Following the delivery of a further 172 documents, on 19 June 2023, an enquiry was made by Urban on 23 June 2023 about whether the applicants would agree to the vacation of the trial date set for 3 July 2023. That request was rejected by the applicants on 25 June 2023 and the following day, 26 June 2023, an urgent application was taken by Urban for vacation of the trial date. I have read the transcript of proceedings before Judge Burnett on 30 June 2023. As best as I can judge, his Honour vacated the trial date on the application of Urban and, it appears, by agreement with the applicants. At page 2 of the transcript, his Honour refers to the receipt of a letter and then announces without any objection by the applicants that he will vacate the trial date. It is apparent that neither party was prepared or was able to proceed on the due date. There is no basis for ordering that the costs reserved on that date be Urban’s costs. No order should be made in favour of Urban for the costs thrown away by reason of the vacation of the trial date on that basis. No other basis has been made out before me. The appropriate order is costs in the cause.
An order was earlier made by the court in favour of Urban for security for costs in the sum of $70,000. Urban seeks the payment out of that amount in its favour, prior to the taxation of costs. I am not prepared to make that order. I am satisfied that costs do not become due and payable until they are taxed or agreed and that has not occurred. As well, prior to taxation (or agreement) the quantum of the costs is unknown. I reject the application of Urban for the payment out of those costs.

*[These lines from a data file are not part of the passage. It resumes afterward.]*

PR #806, opened 2020-12-02
Updating tcp dynamic proxy to match on routes that are port only

### LINKED ISSUE #797: TCP Dynamic Proxy route without specifying exact IP?
I'm using tcp-dynamic proxy with `proxy.addr = :9999,0.0.0.0:0;proto=tcp-dynamic;refresh=5s` but wondering if there's a way to use routes without hardcoding an IP address if I understand correctly?

For example, I have a service with the following tags:

```
fabio-0.0.0.0:6379 proto=tcp
fabio-:6379 proto=tcp
fabio-mydnsrecord:6379 proto=tcp
```

The routes get added successfully, but they all result in "No route found" logs.

```
Oct 30 18:07:52 default-ubuntu-1804 fabio[19887]: 2020/10/30 18:07:52 [WARN] No route for 192.168.33.33:6379
```

Is it possible to be able to resolve a hostname instead of use an IP address, or route based on port-only instead of ip:port?

Thanks in advance!

nathanejohnson:
This fixes #797

### DIFF
--- a/proxy/tcp/tcp_dynamic_proxy.go
+++ b/proxy/tcp/tcp_dynamic_proxy.go
@@ -36,8 +36,13 @@ func (p *DynamicProxy) ServeTCP(in net.Conn) error {
 	if p.Conn != nil {
 		p.Conn.Inc(1)
 	}
+
 	target := in.LocalAddr().String()
 	t := p.Lookup(target)
+	if t == nil {
+		_, port, _ := net.SplitHostPort(target)
+		t = p.Lookup(":" + port)
+	}
 	if t == nil {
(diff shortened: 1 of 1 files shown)


nathanejohnson:
@murphymj25 could you take a look at this?

Thanks!

murphymj25:
@nathanejohnson It's been a while since I've looked at this code, but based tcp_proxy.go what you have looks correct.

killerdejavu:
@nathanejohnson Would be great to have this PR merged! 😄

leprechau:
LGTM, and thanks @murphymj25 for the confirmation.

Issue #807, opened 2020-12-17
grpc be closed when uninstall service target


qqwx1986:
there two problems
1. target connect will close while one target uninstall by method grpcConnectionPool::cleanup(),it's 5s interval check
I uninstall the service of the current target. Although I refused  new grpc request right now ,But I need to finish processing the grpc requests currently being processed before disconnecting

2. grpc_handle.go function  hasTarget compare by pointer(target address) to check target whether exist in route.Table, code main.go method watchBackend will NewTable every time while service refresh,so if one service had three target,if just one target uninstall from service ,other two target also will closed by cleanup() ,i think it need reuse old target connect

qqwx1986:
i resovled my problem by changed
--
```
func (p *grpcConnectionPool) cleanup() {
	for {
		p.lock.Lock()
		table := route.GetTable()
		for target, cs := range p.connections {
			if cs.GetState() == connectivity.Shutdown {
				delete(p.connections, target)
				continue
			}
			if !hasTarget(target, table) {
				if cs.GetState() != connectivity.Ready {//delete If not ready
					log.Println("[DEBUG] grpc: cleaning up connection to", target.URL.Host,cs.GetState())
					cs.Close()
					delete(p.connections, target)
				}
			}
		}
		p.lock.Unlock()
		time.Sleep(p.cleanupInterval)
	}
}

func hasTarget(target *route.Target, table route.Table) bool {
	for _, routes := range table {
		for _, r := range routes {
			for _, t := range r.Targets {
				if target.URL.Host == t.URL.Host {//compare by HOST
					return true
				}
			}
		}
	}
	return false
}
```

PR #808, opened 2020-12-21
fix all targets of route grpc connect will  be closed  when update route

qqwx1986:
fix issue #807

### DIFF
--- a/proxy/grpc_handler.go
+++ b/proxy/grpc_handler.go
@@ -275,9 +275,11 @@ func (p *grpcConnectionPool) cleanup() {
 			}
 
 			if !hasTarget(target, table) {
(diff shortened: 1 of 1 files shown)


cmvoicu:
Can anyone take a look at this PR?  The issue for droping gRPC streams on config update it's quite big, considering that the stream should be alive as long as the service is alive and is present in the registry!

nathanejohnson (commented):
After looking through the GRPC code I noticed several other issues that needed addressing.  I appreciate this PR, and I will make sure you get credit in the release notes for 1.5.16, but I believe this is the path forward: https://github.com/fabiolb/fabio/pull/816

PR #812, opened 2021-01-11
add option to constrain fabio instance to specific consul namespace

baabgai:
This helps to use fabio in a multi tenant environment by allowing to register a fabio instance in a specific consul namespace. All services that will be picked up with the specified tagprefix by this instance only come from the same consul namespace.


ketzacoatl:
@leprechau / @pschultz / @nathanejohnson, is this contribution you would want to see in fabio? It seems useful to those of us running multiple fabio instances (each with their own tagprefix), or looking to isolate groups of services/traffic.

pschultz:
Seems very useful to me. I just can't help with the review/testing, because we're not an enterprise customer.

nathanejohnson:
I can see this being useful, but like @pschultz we are not enterprise customers so I can't test or vet this PR.

ketzacoatl:
I'm not a gopher, so my review of the code would be meaningless. Would you be able to do a code review?

I could run tests to confirm  the expected behavior.

pschultz:
The code looks fine to me. It's a pretty obvious change. What I can't judge is if there are any missing places where the namespace has to be respected, but should become apparent with testing.

leprechau:
@baabgai are you using this patch in your environment? Can you confirm operation?

baabgai:
Hi @leprechau,
Yes we're using it at the moment in production and until we didn't experience any issues with namespace addition. To be fair I have to mention that we're still in the process of setting up a multi tenant cluster where this component is used and the current production load is still rather low.

tristanmorgan (approved):
Tested against latest Consul Enterprise and CE.

PR #816, opened 2021-02-23
fixes #807 - changes map for grpc connections to be a string key

### LINKED ISSUE #807: grpc be closed when uninstall service target

nathanejohnson:
This should be a more complete fix for #807 , inspired by https://github.com/fabiolb/fabio/pull/808

### DIFF
--- a/proxy/grpc_handler.go
+++ b/proxy/grpc_handler.go
@@ -54,8 +54,7 @@ func GetGRPCDirector(tlscfg *tls.Config) func(ctx context.Context, fullMethodNam
 			return ctx, nil, fmt.Errorf("error extracting metadata from request")
 		}
 
-		outCtx, _ := context.WithCancel(ctx)
-		outCtx = metadata.NewOutgoingContext(outCtx, md.Copy())
+		outCtx := metadata.NewOutgoingContext(ctx, md.Copy())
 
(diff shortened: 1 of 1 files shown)


nathanejohnson:
@qqwx1986 @cmvoicu can you take a look at this PR and see if this addresses your issue?

qqwx1986:
> @qqwx1986 @cmvoicu can you take a look at this PR and see if this addresses your issue?

it's addresses my issue,thanks

Vetrenik:
Is there some progress with merging this pull request?

yuriy-yarosh:
Yup, we need this...

qqwx1986:
> We're just waiting on confirmation from @qqwx1986. If someone else in a similar situation could test and confirm that would be appreciated.

i think this pr just fix one problem, and another i had reply up floor

PR #829, opened 2021-05-15
Allow Consul api to set default config for addr

### LINKED ISSUE #773: Unix socket support for registry.consul.addr?
My setup has most Consul communication happening over a Unix socket, and it looks like [`registry.consul.addr`](https://fabiolb.net/ref/registry.consul.addr/) doesn't work when given a file path or a `unix://` address. Is there a way to do this that I'm missing?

My final orders are as follows:-
1.The applicant’s claims are dismissed.
2.Judgment for Urban on the Cross Claim against Austral in the sum of $74,900.
3.Judgment for Urban on the Cross Claim against Global in the sum of $100,000.
4.The balance of the Cross Claim is dismissed.
5.Pre-judgment interest on the judgment sum owed by Austral in the amount of $29,790.71.
6.Pre-judgment interest on the judgment owed by Global in the amount of $40,092.48.
7.The respondent have the costs of the claim and the cross claim on a party and party basis to be taxed if not agreed.